DD1 eats a lot, and she is a very thin little thing, only 33lbs. The child snacks ALL DAY long, it's 10:30am here, she woke up at 7am, she is also sick so she isn't eating like she normally does. But she ate 2 eggs for breakfast, and 3/4 piece of toast for a snack. And as I type she is in getting herself another snack.

It is just different children, she has friends her age that greatly outweigh her, but they don't eat a fraction of what she does. I also do not insist that she eats something. She does love milk but I limit it to one glass a day or else she would be drinking it all day long.


----------



## momoftworedheads (Mar 6, 2003)

My son eat a lot! He is 42" tall and weighs 48 lbs. He is the heaviest of my 3 kids. He can eat a lot though, and I do not mean junk.

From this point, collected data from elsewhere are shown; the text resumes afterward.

PR #2418, opened 2017-05-19
Fix #2417 by moving update_recent_notebooks to load_callback promise …

### LINKED ISSUE #2417: recent notebooks list is not updated for fork or create
Previously we refreshed the menu in the `editor_tab.load_callback`, which is called in every case where a notebook is loaded.

As of #2408, we refresh it in `load_notebook`, which only handles the case where a notebook was clicked in the tree or loaded from the query string. It doesn't update when a notebook is forked or created.

`update_recent_notebooks` should probably be more tightly bound to the `load_callback`, or it should be applied in every place where the `load_callback` is used.

useless5771:
…chain

### DIFF
--- a/htdocs/editor_tab.js
+++ b/htdocs/editor_tab.js
@@ -1385,7 +1385,7 @@ var editor = function () {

Here is a basic day for him:

Breakfast - bowl of cereal (3/4/cup of cereal) with 2% milk,
1 slice of whole grain toast and 1/2 cup of juice

Lunch- varies but his favorite is soup and crackers and carrot sticks with a cup of milk. He also eats 2 afternoon snacks (fruit cup, or cut up fruit, soft pretzels, pita chips and dip, etc)

Dinner- he can eat as much as my DH sometimes. He eats a 4 oz piece of meat (mostly we eat chicken), salad, veggies and a drink.

Snack-cut up veggies or popsicles, sometimes a bowl of ice cream.

He runs and plays all the time and he is really active.

Take care,
Jen


----------



## velochic (May 13, 2002)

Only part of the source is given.